While Berger and Demare’s presence is indispensable to creating that chemistry, Stubbe is the straw that stirs the tequila (and BDS does, in fact, have their own canned tequila cocktail).
He can play at a high level, competing in the inaugural Creator Classic at East Lake this past August. More importantly, he checks off every entertainment box. His character is relatable—Stubbe looks and acts like any random golfer you would find—and his whole demeanor of not taking himself too seriously absolutely sings on camera. He has the “well-rounded” aura of John Daly and the comedic timing of Charles Barkley.
I asked the 35-year-old Stubbe what it’s like “to play” Fat Perez and the answer is that there is no playing Fat Perez. He is Fat Perez. There is no manipulation of his personality.
“The good news is that it’s just me,” Stubbe said. “I’m not an actor. I think it would be a huge burden if I acted differently and had to keep that up. I’m fortunate the only thing that’s different is the name.”
Access plus personality
That authenticity comes through in the BDS videos where Stubbe can be found smoking a cigar, downing beers and chopping it up with his co-hosts while still playing great golf.
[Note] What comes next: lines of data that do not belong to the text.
PR #810, opened 2021-12-16
sgx-webhook: do not add Volume(Mount)s if they exist.

ipuustin:
Do not add Volume or VolumeMount definitions in case they already exist in the Pod spec.

### DIFF
--- a/pkg/webhooks/sgx/sgx.go
+++ b/pkg/webhooks/sgx/sgx.go
@@ -36,15 +36,19 @@ type Mutator struct {
 }
 
 const (
-	namespace           = "sgx.intel.com"
-	encl                = namespace + "/enclave"
-	epc                 = namespace + "/epc"
-	provision           = namespace + "/provision"
-	quoteProvAnnotation = namespace + "/quote-provider"
-	aesmdQuoteProvKey   = "aesmd"
+	namespace                = "sgx.intel.com"
+	encl                     = namespace + "/enclave"
+	epc                      = namespace + "/epc"
+	provision                = namespace + "/provision"
+	quoteProvAnnotation      = namespace + "/quote-provider"
+	aesmdQuoteProvKey        = "aesmd"
+	aesmdSocketDirectoryPath = "/var/run/aesmd"
+	aesmdSocketName          = "aesmd-socket"
 )
 
-func getAesmdVolume(needsAesmd bool, epcUserCount int32, aesmdPresent bool) *corev1.Volume {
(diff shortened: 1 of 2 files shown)


ipuustin:
@mythi @kailun-qin

pkg/webhooks/sgx/sgx.go
```diff
@@ -36,15 +36,19 @@ type Mutator struct {
...
+	epc                      = namespace + "/epc"
+	provision                = namespace + "/provision"
+	quoteProvAnnotation      = namespace + "/quote-provider"
+	aesmdQuoteProvKey        = "aesmd"
+	aesmdSocketDirectoryPath = "/var/run/aesmd"
+	aesmdSocketName          = "aesmd-socket"
 )
 
-func getAesmdVolume(needsAesmd bool, epcUserCount int32, aesmdPresent bool) *corev1.Volume {
+func getAesmdVolume(needsAesmd bool, epcUserCount int32, aesmdPresent bool, pod *corev1.Pod) *corev1.Volume {
```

He would be doing that anyway—it’s just that we all get to watch it.
As I was writing this, an Instagram story from Fat Perez popped up: a behind-the-scenes clip of a video they shot with Xander Schauffele. That is the kind of access fans want in 2024.
“On the personality side, I think YouTube golfers have kind of built a more sun-up-to-sun-down kind of view of themselves,” Stubbe said. “Rather than watching (the pros) from the first round to the fourth round, and then you’re stuck watching a commercial here and there. I think we’ve built just a quicker, more passionate base because of that.”
The channel’s explosion has put them in the spotlight and that has led to some incredible opportunities. Stubbe has his own clothing line and the BDS team has a brand called Breezy Golf with a clothing line and its own lounge at a Five Iron location in New York.
The attitude speaks directly to the viewer, especially fans in that 25- to 45-year-old demographic who have stopped consistently watching Tour golf. They want their golf on demand and they want to feel connected to the people on the screen, whether that is on YouTube, Instagram, Twitter or somewhere else. Golf skill is not the only thing being valued.
Recently, the Bob Does Sports team was invited on Bryson DeChambeau’s Breaking 50 series which has been taking over YouTube golf the past few months. That video has more than three million views.
“The Breaking 50 series feels like Saturday Night Live,” Stubbe said. “It almost feels like we had no business being there. It feels like it’s something for real celebrities. He’s built that kind of platform where golf and golf on YouTube is part of world conversation.”
I got news for you, Fat Perez. You are a real celebrity.
And where all of this goes? Well, let’s account for a few drinks and see what happens.